Oskisch, evenals het latijn, het nauw verwante umbrisch en de groep der z.g. sabellische dialecten behorend tot de italische talengroep, was tot aan de onderwerping door de Romeinen de voornaamste taal der bewoners van Midden- en Zuid-Italië (door Ennius op één lijn gesteld met grieks en latijn) en bleef ook nadien nog in gebruik voor officiële documenten, totdat het in 90/89 vC vrijwel geheel door het latijn werd verdrongen. Oorspronkelijk alleen gesproken door de Osci in Campanië, heeft het zich vanaf de 5e eeuw vC door de veroveringen van de Samnieten als de taal van de overwinnaars over hun uitgestrekte gebied verbreid: Samnium, Noord-Apulië, Lucanië, Bruttium en zelfs tot in Messana op Sicilië via de Mamertijnen, de campaanse huurlingen van Agathocles. Naast incidentele opmerkingen bij antieke auteurs, voornamelijk grammatici en lexicografen, vormen de ca. 230 inscripties uit genoemd gebied (onder meer vele graffiti te Pompeji) onze enige bron; ze omvatten een periode van ruim vijf eeuwen, van ca. 500 vC tot de aardbeving in Pompeji in 63 nC, doch dateren voor het merendeel uit 300 tot 89 vC. Ze zijn geschreven in het latijnse, griekse of een aan het etruskisch ontleend inheems alfabet. De voornaamste zijn de in 1793 ontdekte, in brons gegraveerde en slechts gedeeltelijk bewaarde Tabula Bantina van ca. 120 vC, die in latijns alfabet het stadsrecht van Bantia (inheems Bansa) in Oost-Samnium bevat, de z.g. Cippus AbellanuJ, een zuil met de tekst van een verdrag tussen Abella en Nola uit ca. 150 vC, voorts vele defixiones, waaronder de z.g.'Vloek van Vibia' (waarschijnlijk een godin). Onder de toneelliteratuur van de Romeinen is de fabula Atellana, een volksklucht, vermoedelijk afkomstig uit het o.e stadje Atella.

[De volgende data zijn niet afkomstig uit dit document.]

Issue #1100, opened 2016-04-18
EventDispatcher ignores nested events of same type


TomByrne:
There is a problem with how EventDispatcher dispatches events of the same type.

If an event is fired with the same type as an event that is currently being dispatched, it gets ignored.
Unfortunately this breaks Event.ADDED in many circumstances, and as a result breaks several MVC libraries which are watching for views being added to the stage.

This is the problematic process flow:
- DisplayObject gets added to stage
- Event.ADDED is dispatched and gets caught by some system
- Somewhere within the handler, a child DisplayObject is created and added to the first view
- An ADDED event gets dispatched on this child, which then bubbles to the parent DisplayObject
- The parent DisplayObject goes to dispatch the event, but as it is already dispatching a Event.ADDED the new event it is ignored.

The line which does the ignoring is 199 (in EventDispatcher.hx @ commit f68e4da).

Fixing this is not so trivial, as the __newEventMap/__dispatching collections are only designed to track a single dispatching event.

ibilon:
I intend to test these pull requests this week,
could you post a code sample showing this issue?

Leander1P:
I probably cannot until Tuesday, apologies, but will try to then.  Would very much like to back it up with asserts (any suggestions about how to do asserts?) and tests.  Note #1105 is a different approach than #1101, I saw some other possible bugs and went with a deeper refactor. If you'd like I can base 1105 on 1101.

We had at least one instance where an addEventListener in a callback was enough to get a different unrelated type listener to fire when it wouldn't with the old code.  Will try to reduce that to a testcase.

ibilon:
No worries, there's a lot of bugs for me to see until then ;)

Leander1P:
Okay, I'm having a bit of a time coming up with reliable testcases here -- hopefully @TomByrne may be able to help with a formal version of what he mentioned in the original post?

In the interim, I'm going to comment below with the points that I think might cause problems and attempt to derive some testcases from those, and revisit our most recent game codebase to see if I can extract a reliable exact pattern for a testcase from the issue we saw.

Roughly, in the original code, things that should be able to convert to tests:

1. **Dispatching goes false too soon**: The reset of dispatching at the tail of `__dispatchEvent`, namely the `__dispatching.set (event.type, false);` line, is unconditional.  Clearly we want to keep dispatching true if we're nested, so we should only unset that if we're the "outermost" dispatcher.
[...]

PR #1101, opened 2016-04-18
Fix for EventDispatcher nested event issue

TomByrne:
https://github.com/openfl/openfl/issues/1100

EventDispatcher now tracks how many of each event type it is dispatching.
When the last event (of a type) finishes execution, the __newEventMap info gets committed back into the __eventMap.

### DIFF
--- a/openfl/events/EventDispatcher.hx
+++ b/openfl/events/EventDispatcher.hx
@@ -10,7 +10,7 @@ import openfl.events.IEventDispatcher;
 class EventDispatcher implements IEventDispatcher {
 	
 	
-	private var __dispatching:Map<String, Bool>;
+	private var __dispatchingCount:Map<String, Int>;
 	private var __targetDispatcher:IEventDispatcher;
 	private var __eventMap:Map<String, Array<Listener>>;
 	private var __newEventMap:Map<String, Array<Listener>>;
@@ -31,7 +31,7 @@ class EventDispatcher implements IEventDispatcher {
 		
 		if (__eventMap == null) {
 			
-			__dispatching = new Map ();
+			__dispatchingCount = new Map ();
 			__eventMap = new Map ();
 			__newEventMap = new Map ();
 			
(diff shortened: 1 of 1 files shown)


Leander1P:
We saw this locally as well, just found this patch.

As a note, I don't think (if I'm reading things correctly here) you actually need to track counts.

A few changes to make this possible:

1.) Revert all changes above `__dispatchEvent`.

2.) Change: 

    var wasDispatchingCount:Int = __dispatchingCount.exists (type) ? __dispatchingCount.get(type) : 0;

to:

    var wasDispatching:Bool = ( __dispatching.get (type) == true ); // should default to false for null?

3.) Your new `if (wasDispatchingCount > 0)` block is the same but becomes `if (wasDispatching)`.

4.) `__dispatchingCount.set (type, wasDispatchingCount + 1);` becomes a straight unconditional `__dispatching.set (type, true);` -- this line can also stay in that `else` block immediately above if desired to avoid redundant writes of "true" when it's already true.

5.) The `if(wasDispatchingCount == 0)` block becomes `if (!wasDispatching)` instead.  The `__dispatchingCount.remove` in here becomes a `__dispatching.set (type, false);` -- this is the key piece that allows us not to remember count, we have a local bool there. The `else` for this block can disappear.

Will test and then see about pushing up to the issue.

Leander1P:
If I'm reading things right, the two `__newEventMap = null;` lines (both before and after this change) are possibly unsafe?  Seems silly to assume `__newEventMap` is empty if `__eventMap` is.  I'm having trouble coming up with an example of how this breaks, but it strikes me as very fragile.

Similarly, pretty sure the `__dispatching = new Map ();` (or similar `__dispatchingCount = new Map ();`) lines could stomp an existing dispatching map based on the `removeEventListener` and `__dispatchEvent` methods only `null`ing the other two maps (this clause only checks `__eventMap == null` before newing).  This also seems unsafe.

Trying to reason through this a bit more, and I have a refactor I'm working on to bundle the lifetime of the three together (e.g. Map<String,ArraysAndDispatchingBool>).  I'd rather not lose the opportunistic freeing of the allocs if there are truly no more listeners around, but don't want to do that unless it's provably safe.

jgranick:
Re-entrant event dispatching is fixed 🎉

PR #1102, opened 2016-04-21
fix cast error on html5 target

crazybaz:
cast crashed every time on writing data

### DIFF
--- a/openfl/net/Socket.hx
+++ b/openfl/net/Socket.hx
@@ -182,7 +182,7 @@ class Socket extends EventDispatcher implements IDataInput implements IDataOutpu
 			try {
 				
 				#if (js && html5)
-				__socket.send (cast (__output, ArrayBuffer));
+				__socket.send (__output);
 				#else
 				__socket.output.write (__output);
 				#end


troyc:
I tried this, but it always tries to send the data as text, and if I do something like this:
```
s.writeInt(3);
s.flush();
```
it sends no data at all.

jgranick:
I believe this is meant to trigger a `ByteArray` abstract method for getting an `ArrayBuffer` from the object. Would `var buffer:ArrayBuffer = __output; __socket.send (buffer);` work better?

troyc:
That works better, but it also sends extra null bytes. For instance, this:
```
s.writeByte(1);
s.flush();
```
sends three bytes, 01 00 00, instead of just 01.
This:
```
s.writeByte(0x41);
s.writeByte(0x42);
s.flush();
```
sends 41 42 00.
This:
```
s.writeInt(3);
s.flush();
```
sends 00 00 00 03 00 00 00 instead of 00 00 00 03.

jgranick:
Hmm, perhaps we need to trim the array buffer if the length does not match. I think we have some optimizations internally that ByteArray sometimes allocates extra so every write does not cause a new allocation...

something like?

```haxe
var buffer:ArrayBuffer = __output;
if (buffer.length > __output.length) buffer = buffer.slice (0, __output.length);
__socket.send (buffer);
```

troyc:
Thanks, that works great. It would be ideal if there were a solution that didn't involve copying the buffer (perhaps flushing should just take the opportunity to trim the buffer instead?).

jgranick:
Thank you for your help! I think the change I just made should help -- I agree that avoiding the copy would be nice, although we avoid doing an allocation over and over if you `write` a lot, so my guess is that we might balance it out in the end

PR #1105, opened 2016-04-22
EventDispatcher: refactor against nested event bugs.

Leander1P:
Also add comments, dedupe some logic, avoid unnecessary copies, avoid
redundant lookups, and name and grouping changes to be slightly easier to
reason about.

Stepped through all the branches in getList, addEventListener,
removeEventListener, and __dispatchEvent in the Chrome Canary debugger.

This is intended to be posted in #1100 ; see comments in #1101 .

Specifically:

* Merge all the __eventMap, __newEventMap, and __dispatching maps together
  into one map of a new support struct-style class "EventTypeInfo" --
  saves lookups by key and makes the lifetime of the three members
  relative to one another more obvious.

* There should be no risk of losing listeners by discarding __newEventMap
  (one key/value pair or entirely) too early in removeEventListener,
  before merging it back into __eventMap.

* Toss out listener lists and the entire map when appropriate.

* Versus pull #1101 above, don't *always* copy the list from eventMap to
  newEventMap during __dispatchEvent; if we haven't seen any
  modifications, there's no reason to do this.  eventMap will never change
  out from under us while we're dispatching -- if something comes along
  and asks to mutate the list (Add or Remove mode), *then* we'll copy and
  return the newEventMap (now newListeners) list.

Op het gebied van de klankleer verschilt het o. evenals het umbrisch - van het latijn onder meer door een andere weergave van de indo-europese labiovelares (pis, pisi = quis) en van de indo-europese aspiratie in het midden van het woord (o.-umbrisch -f-, latijn -b-, -d-); verder treedt vaker dan in het latijn syncope op van korte vocalen in middenen eindlettergrepen (actud = agito), wordt -a op het einde tot -o (viu molto = via multa) en zijn de latijnse consonantverbindingen kt en pt vertegenwoordigd als ht en ft (Uhtavis = Octavius, rehte = recte en scriftas = scriptae). Het conservatieve karakter van het o. blijkt uit het behoud: van de diftongen en van de -d op het eind van een woord en uit de overgangsfase in plaats van de eindfase van het rotacisme (eizazunc = earum).

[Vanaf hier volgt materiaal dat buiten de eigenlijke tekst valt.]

PR #1108, opened 2016-04-25
[wip] Conformant child management

crazyjul:
This PR allows for non-continuous depth in child management.

This is required to play swf timelime correctly. According to the flash documentation, a child could be add at any depth. The timeline use this to let space for child that are going to be added in future frame.

This PR will come with code change in swf as well, but I wait for the dependency to be merged

### DIFF
--- a/openfl/display/DisplayObjectContainer.hx
+++ b/openfl/display/DisplayObjectContainer.hx
@@ -76,17 +76,16 @@ class DisplayObjectContainer extends InteractiveObject {
 	
 	
 	public function addChildAt (child:DisplayObject, index:Int):DisplayObject {
-		
-		if (index > __children.length || index < 0) {
-			
+
+		if (index < 0) {
 			throw "Invalid index position " + index;
 			
 		}
 		
 		if (child.parent == this) {
-			
-			__children.remove (child);
-			
+
+			var index: Int = __children.indexOf (child);
+			__children[index] = null;
 		} else {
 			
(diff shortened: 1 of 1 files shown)


ibilon:
Flash seems to disallow it too, `RangeError: Error #2006: The supplied index is out of bounds.`,
although the documentation doesn't mention such limitation.

Could you provide a sample that is working in flash?

crazyjul:
I didn't try that one in flash directly, but from the a MovieClip timeline. From the documentation, the exception is explained, But from test code, some MovieClip ends up with empty depth slot.

Maybe timelime player has specific right, I'll rework to re-add the exception.

Yet I need to add child at any depth. Does a private API fit?

ibilon:
If that's a special access used by the timeline, here used by the swf library, I guess a private API would be ok.
Thoughts @jgranick?

jgranick:
Would you mind trying `getChildAt` with SWF content? Internally, I assume there are distinct layers, but frame-by-frame, I would guess that `getChildAt` has no gaps. Thanks!

crazyjul:
Sorry, I forgot to update. In flash, the behavior is as you describe. So there's no gap. I'm currently looking for a better solution. I'll update this PR with it asap.

jgranick:
I think that I got another approach implemented to fix this issue in SWF MovieClips, but let me know if you have issues with the current releases :smile:

PR #1116, opened 2016-04-30
Fix setGLSLVertexBufferAt for Context3DVertexBufferFormat.BYTES_4

vroad:
I don't think numBytes is needed here (it's always 4 in all cases), I removed that as well.


ibilon:
Thanks!

PR #1127, opened 2016-05-12
Added line feeds to TextFields, closes #1120

### LINKED ISSUE #1120: TextField does not "\r" as it handles "\n" for line breaks
We need to improve the code to handle both "\r" and "\n" as line breaks

MSGhero:
#1120 

Needs review, but the string `"test\ntest\rtest\n\rtest\r\ntest"` comes out correctly now.

HTML5:
image

I'm having trouble exporting to cpp targets if someone can double check that.


jgranick:
Merged! :smile:

PR #1129, opened 2016-05-13
Added controllable caching - needs lime update.

ShaheedLegion:
Created a mechanism whereby apps which load http resources can control the cache string - by adding a parameter to their project meta tag.


ibilon:
You need to create the pull request against the develop branch.

PR #1130, opened 2016-05-13
Added controllable caching

ShaheedLegion:
Added controllable caching - depends on an update in lime (pull request waiting).

Fixes issue mentioned here: http://community.openfl.org/t/how-to-disable-cache-breaking-string/7432/4


jgranick:
Thanks again for your help :smile:

PR #266, opened 2021-12-01
fix: use correct override index for built-in iconset components

dpilch:
**Wait until after initial release to merge change.**

Built-in iconset components require the component type to be mapped to pascal calse. A new object was created in amplify-renderer to map the component type. This resulted in the [object equality comparison in studio-node](https://github.com/aws-amplify/amplify-codegen-ui/blob/4c82035c41b2ff015126e0f2751e616b5b7761fd/packages/codegen-ui/lib/frontend-manager-node.ts#L46) to fail because the objects were different references.


alharris-at:
You should be good to merge this now.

In morfologisch opzicht zijn de verschillen tussen het o. en het latijn aanzienlijk. Bij het nomen heeft het o. - evenals het umbrisch - als kenmerkende naamvalsuitgangen -as (genitivus sing. en nominativus plur. der a-stammen; latijn -ae), -eis (genitivus sing. der o- en consonantstammen; latijn -i, -is), -os (nominativus plur. der o-stammen; latijn -i) en -om (genitivus plur. der o-stammen; latijn -orum). Bij het verbum vallen op het futurum met -s- (deivast = iurabit), het futurum exactum met element -us-(dicust = dixerit), de geheel afwijkende vorming van het perfectum (met -f- en -tt- tegenover latijn -s- en -u/v-) en de infinitivusuitgang -om (ezum = esse). Op het gebied van de syntaxis maakt het o. nog een ruim gebruik van de locativus (mefiai = in media; eisei terei = in eo territorio). Wat het vocabularium betreft gebruikt het deels andere stammen (touta-, volk; eitua-, geld; ais-, heilig) deels dezelfde stammen maar met een andere betekenis (karo-, deel).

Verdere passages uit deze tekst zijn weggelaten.